What the task requires: Return each line of the listing that has the word "template" in it.

*** Opening of Input records ***

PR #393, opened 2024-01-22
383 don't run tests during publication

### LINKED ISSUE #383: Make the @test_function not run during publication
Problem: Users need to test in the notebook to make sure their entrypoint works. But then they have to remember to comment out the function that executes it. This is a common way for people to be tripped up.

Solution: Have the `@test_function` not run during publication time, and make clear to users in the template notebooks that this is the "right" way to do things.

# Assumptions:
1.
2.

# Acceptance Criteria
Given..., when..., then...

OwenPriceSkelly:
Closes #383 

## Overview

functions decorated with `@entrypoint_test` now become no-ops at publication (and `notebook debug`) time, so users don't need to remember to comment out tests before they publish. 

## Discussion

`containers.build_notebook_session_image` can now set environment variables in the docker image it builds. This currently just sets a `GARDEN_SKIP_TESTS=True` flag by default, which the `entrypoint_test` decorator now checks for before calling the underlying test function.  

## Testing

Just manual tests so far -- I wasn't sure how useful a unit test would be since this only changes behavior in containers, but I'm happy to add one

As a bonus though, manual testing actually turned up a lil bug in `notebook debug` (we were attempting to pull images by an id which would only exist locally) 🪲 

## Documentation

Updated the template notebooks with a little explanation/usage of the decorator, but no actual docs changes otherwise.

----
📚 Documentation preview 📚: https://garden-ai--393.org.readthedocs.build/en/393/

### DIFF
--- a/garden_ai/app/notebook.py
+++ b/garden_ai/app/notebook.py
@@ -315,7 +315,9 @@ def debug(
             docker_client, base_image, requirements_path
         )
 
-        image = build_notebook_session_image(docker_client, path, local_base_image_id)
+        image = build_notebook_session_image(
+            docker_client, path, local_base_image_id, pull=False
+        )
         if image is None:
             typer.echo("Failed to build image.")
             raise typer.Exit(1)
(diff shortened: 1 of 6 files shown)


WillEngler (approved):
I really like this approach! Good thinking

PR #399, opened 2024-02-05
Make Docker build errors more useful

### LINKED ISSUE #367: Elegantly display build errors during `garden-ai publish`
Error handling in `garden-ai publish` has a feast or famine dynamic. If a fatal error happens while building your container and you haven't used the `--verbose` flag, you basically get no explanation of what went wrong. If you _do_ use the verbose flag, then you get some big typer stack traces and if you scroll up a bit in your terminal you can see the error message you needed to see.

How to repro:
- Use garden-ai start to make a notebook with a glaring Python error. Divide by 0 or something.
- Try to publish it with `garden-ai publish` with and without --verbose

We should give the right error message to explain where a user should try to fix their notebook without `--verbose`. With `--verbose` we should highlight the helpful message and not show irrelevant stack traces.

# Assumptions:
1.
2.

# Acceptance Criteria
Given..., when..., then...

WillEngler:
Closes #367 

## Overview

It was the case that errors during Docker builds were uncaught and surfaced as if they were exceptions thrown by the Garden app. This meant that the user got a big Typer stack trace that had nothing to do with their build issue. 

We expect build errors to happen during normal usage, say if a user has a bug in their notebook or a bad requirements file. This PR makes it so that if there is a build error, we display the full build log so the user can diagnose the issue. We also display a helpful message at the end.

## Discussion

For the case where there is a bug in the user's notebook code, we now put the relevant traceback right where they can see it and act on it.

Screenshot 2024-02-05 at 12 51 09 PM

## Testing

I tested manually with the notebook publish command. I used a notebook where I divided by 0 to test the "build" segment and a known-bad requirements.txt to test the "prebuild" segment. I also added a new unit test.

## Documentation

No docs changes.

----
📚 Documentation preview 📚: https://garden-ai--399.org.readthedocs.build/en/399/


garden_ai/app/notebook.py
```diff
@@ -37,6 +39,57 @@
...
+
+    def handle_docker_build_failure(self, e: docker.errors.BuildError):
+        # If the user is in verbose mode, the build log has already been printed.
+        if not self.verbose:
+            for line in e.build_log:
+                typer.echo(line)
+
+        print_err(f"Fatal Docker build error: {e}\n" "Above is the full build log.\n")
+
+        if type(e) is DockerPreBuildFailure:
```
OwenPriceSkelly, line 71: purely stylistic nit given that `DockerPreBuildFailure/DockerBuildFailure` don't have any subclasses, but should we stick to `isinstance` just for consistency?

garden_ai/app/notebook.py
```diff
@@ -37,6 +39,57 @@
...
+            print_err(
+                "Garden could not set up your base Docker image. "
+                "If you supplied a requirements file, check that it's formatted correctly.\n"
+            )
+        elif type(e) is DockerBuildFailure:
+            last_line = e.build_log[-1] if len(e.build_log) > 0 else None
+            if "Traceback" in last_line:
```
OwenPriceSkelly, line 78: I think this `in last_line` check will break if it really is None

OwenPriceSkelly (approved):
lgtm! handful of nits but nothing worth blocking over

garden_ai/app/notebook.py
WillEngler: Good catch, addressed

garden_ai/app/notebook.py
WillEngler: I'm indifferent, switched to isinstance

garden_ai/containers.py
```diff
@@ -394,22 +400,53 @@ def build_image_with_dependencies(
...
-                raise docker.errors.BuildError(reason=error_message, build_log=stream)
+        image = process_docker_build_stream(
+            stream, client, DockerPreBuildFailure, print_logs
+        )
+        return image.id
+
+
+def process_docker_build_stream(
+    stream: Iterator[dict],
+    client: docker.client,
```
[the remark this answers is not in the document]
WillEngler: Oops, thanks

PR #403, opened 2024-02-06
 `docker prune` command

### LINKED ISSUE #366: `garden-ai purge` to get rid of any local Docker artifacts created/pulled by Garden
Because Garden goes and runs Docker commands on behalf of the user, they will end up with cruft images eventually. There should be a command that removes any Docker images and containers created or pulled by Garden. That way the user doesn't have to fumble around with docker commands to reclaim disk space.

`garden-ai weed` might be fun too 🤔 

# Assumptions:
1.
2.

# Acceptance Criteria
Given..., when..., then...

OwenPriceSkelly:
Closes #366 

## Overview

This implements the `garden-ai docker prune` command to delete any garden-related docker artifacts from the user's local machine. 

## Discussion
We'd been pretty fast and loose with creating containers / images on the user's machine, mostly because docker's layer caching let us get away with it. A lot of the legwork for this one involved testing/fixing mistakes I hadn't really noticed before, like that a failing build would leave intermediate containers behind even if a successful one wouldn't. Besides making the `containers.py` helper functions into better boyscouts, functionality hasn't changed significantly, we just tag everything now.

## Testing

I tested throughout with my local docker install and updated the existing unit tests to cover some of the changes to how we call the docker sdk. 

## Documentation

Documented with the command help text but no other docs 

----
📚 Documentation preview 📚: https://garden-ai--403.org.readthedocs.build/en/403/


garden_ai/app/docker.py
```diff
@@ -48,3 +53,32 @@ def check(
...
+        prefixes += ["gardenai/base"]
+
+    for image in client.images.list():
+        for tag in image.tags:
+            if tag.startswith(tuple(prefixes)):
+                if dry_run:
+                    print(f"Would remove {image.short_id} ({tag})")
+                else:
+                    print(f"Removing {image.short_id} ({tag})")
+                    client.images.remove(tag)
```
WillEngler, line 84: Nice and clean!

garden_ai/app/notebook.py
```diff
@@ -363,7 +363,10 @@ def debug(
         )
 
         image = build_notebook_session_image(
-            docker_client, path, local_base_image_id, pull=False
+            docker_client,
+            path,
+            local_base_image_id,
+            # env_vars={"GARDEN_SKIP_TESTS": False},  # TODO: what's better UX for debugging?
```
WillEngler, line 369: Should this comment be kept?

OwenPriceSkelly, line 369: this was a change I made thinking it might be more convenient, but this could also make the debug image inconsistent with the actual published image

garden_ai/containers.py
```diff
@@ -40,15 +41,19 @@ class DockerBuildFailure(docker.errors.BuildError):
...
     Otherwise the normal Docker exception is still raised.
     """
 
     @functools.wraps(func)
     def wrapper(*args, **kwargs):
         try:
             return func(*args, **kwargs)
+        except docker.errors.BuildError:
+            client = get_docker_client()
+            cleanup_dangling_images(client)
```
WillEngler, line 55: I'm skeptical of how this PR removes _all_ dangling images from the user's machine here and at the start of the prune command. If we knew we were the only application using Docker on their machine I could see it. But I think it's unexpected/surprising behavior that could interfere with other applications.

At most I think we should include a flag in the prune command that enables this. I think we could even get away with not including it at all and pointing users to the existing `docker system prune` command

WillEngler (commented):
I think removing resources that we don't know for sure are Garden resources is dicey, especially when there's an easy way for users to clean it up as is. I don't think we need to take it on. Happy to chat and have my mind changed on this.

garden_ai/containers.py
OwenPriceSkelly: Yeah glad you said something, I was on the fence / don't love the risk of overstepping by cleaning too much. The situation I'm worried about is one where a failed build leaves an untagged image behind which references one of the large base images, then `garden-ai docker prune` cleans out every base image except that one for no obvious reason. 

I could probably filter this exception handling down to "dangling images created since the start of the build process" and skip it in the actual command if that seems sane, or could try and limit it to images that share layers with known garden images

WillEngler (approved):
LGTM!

*** Close of Input records ***

Output of the exercise:
Solution: Have the `@test_function` not run during publication time, and make clear to users in the template notebooks that this is the "right" way to do things.
Updated the template notebooks with a little explanation/usage of the decorator, but no actual docs changes otherwise.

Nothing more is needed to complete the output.